From the history and physical examination, we classify a patient in a risk group for coronary artery disease. The exercise test has a specificity and sensitivity of 70-80%. That’s why this test is suitable for patients who are at intermediate risk for coronary artery disease. Exercise stress is used not only to determine the presence of coronary artery disease and its extent but also the functional capacity of the patient in various conditions like preoperative risk assessment, aortic stenosis assessment, and functional class assessment after a myocardial infarction. Patients run on a treadmill with speed and inclination increasing every three minutes. We increase the oxygen demand of the heart muscle and check whether the coronary artery supply is enough. When there is a supply-demand mismatch, subendocardial ischemia occurs, which is presented either by chest pain or ST segment depression in an ECG.

Stress Echocardiography

Either by drug injection or by physical exercise, heart rate and heart muscle oxygen demand is increased, and echocardiography is done simultaneously. During this time, segmental wall motion abnormality is sought; if present, it represents severe coronary artery stenosis supplying that segment. Besides detecting severe coronary stenosis, stress echocardiography is also used in aortic stenosis patients to determine the timing for surgery and in heart failure patients to determine the presence of viable tissue.

Myocardial Perfusion Scintigraphy (MPS)

MPS is similar to a stress test, and during this test, heart muscle oxygen demand is increased and perfusion of the heart muscle is calculated. If the perfusion defect is found in >10% of heart muscle territory, the patient is considered high risk for cardiac events and should undergo coronary angiography. Besides, MPS is also used to detect viable tissue in patients who have had heart attacks, so that we can decide whether opening the blocked

vessel is beneficial for the patient or not.

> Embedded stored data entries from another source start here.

PR #1165, opened 2023-06-20
DON-824: card for DEC Ukraine appleal

dee-jo:


bdsl (approved):
LGTM, just worth adding a screenshot either here or on Jira and mentioning that you've done see results too. Let's keep this unmerged until Thursday or Friday so we can deploy then.

PR #1171, opened 2023-06-23
DON-805: add padding between closed steps

dee-jo:


bdsl:
@dee-jo For visual stuff like this it would be really helpful generally if you could put before/after screenshots on the PRs. 

Also as I'm reviewing this alongside https://github.com/thebiggive/donate-frontend/pull/1172 I'm wondering how the page will look when both PRs are merged together. I'm not sure how much sense to makes to review them separately. But if you want them reviewed separately will you add screenshots to that one too? Thanks.

bdsl (approved):
LGTM

PR #1497, opened 2024-02-22
WPD-153 (etc): Update components version

bdsl:
Includes changes to biggive-form-field-select made for use in WP, and dev dependancy updates from dependabot. Shouldn't have any impact here.

I've checked that the country select still works in the donate form and my selected country code gets saved on the new donation in the matchbot DB.


dorota-joanna (approved):
LGTM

**Computed Tomography (CT) Coronary Angiography**

With the increase in slice numbers and the rate at which the CT scan slice is taken, the resolution is getting better. So CT angiography is widely used to see coronary anatomy. In patients with severe coronary calcification, the results might not be accurate. Therefore, the test should be ordered according to the patient’s age and the pretest probability of coronary artery disease.

**Coronary Angiography**

Coronary angiography is the gold standard diagnostic tool to diagnose coronary artery disease. Besides coronary arteries, it is also used to visualize carotid arteries, intracranial arteries, the aorta and its branches, upper and lower extremity arteries, renal arteries, pulmonary arteries, etc. With the help of contrast injection to the targeted vessel and visualization of the vessels using x-ray, angiography of a vessel is performed. This procedure is used both to diagnose and treat problems in the arterial vasculature.

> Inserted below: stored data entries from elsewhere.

PR #1500, opened 2024-03-12
Update libs

NoelLH:
General `npm update`


bdsl (approved):
Haven't reviewed the diff of course, but I approve of the principle. At some point it would be worth making a plan to do this regularly.

PR #1504, opened 2024-03-20
DON-950: Upgrade to Typescript 5.4.2

bdsl:
At least 5.2 is required for Angular 17


bdsl:
Seems like we have to upgrade TS and Angular at the same time.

**Right and Left Heart Catheterization**

Heart catheterization is used to measure pressures from different chambers of the heart, take biopsies of the myocardium to diagnose certain rare diseases, diagnose and classify pulmonary hypertension, and diagnose diseases like myocarditis, constrictive, and restrictive cardiomyopathy.

**Cardiac MRI**

Cardiac MRI is used to diagnose certain diseases that affect the myocardium of the heart (myocarditis, cardiomyopathies, infiltrative diseases), and diagnose the presence of scar tissue and hence the risk of death in certain high-risk patients. Cardiac MRI can provide static, dynamic, and functional information about the heart and valves and helps to determine abnormalities and diagnose diseases. Although cardiac MRI is getting popular day by day, its use in daily practice and in unstable patients is not feasible because of the time and expertise needed both to perform and interpret the test.

**Tilt Table Test**

Patients with recurrent episodes of syncope (fainting) but without any structural heart disease and obvious cause can be selected for a tilt table test to identify the cause and classify the type of syncope.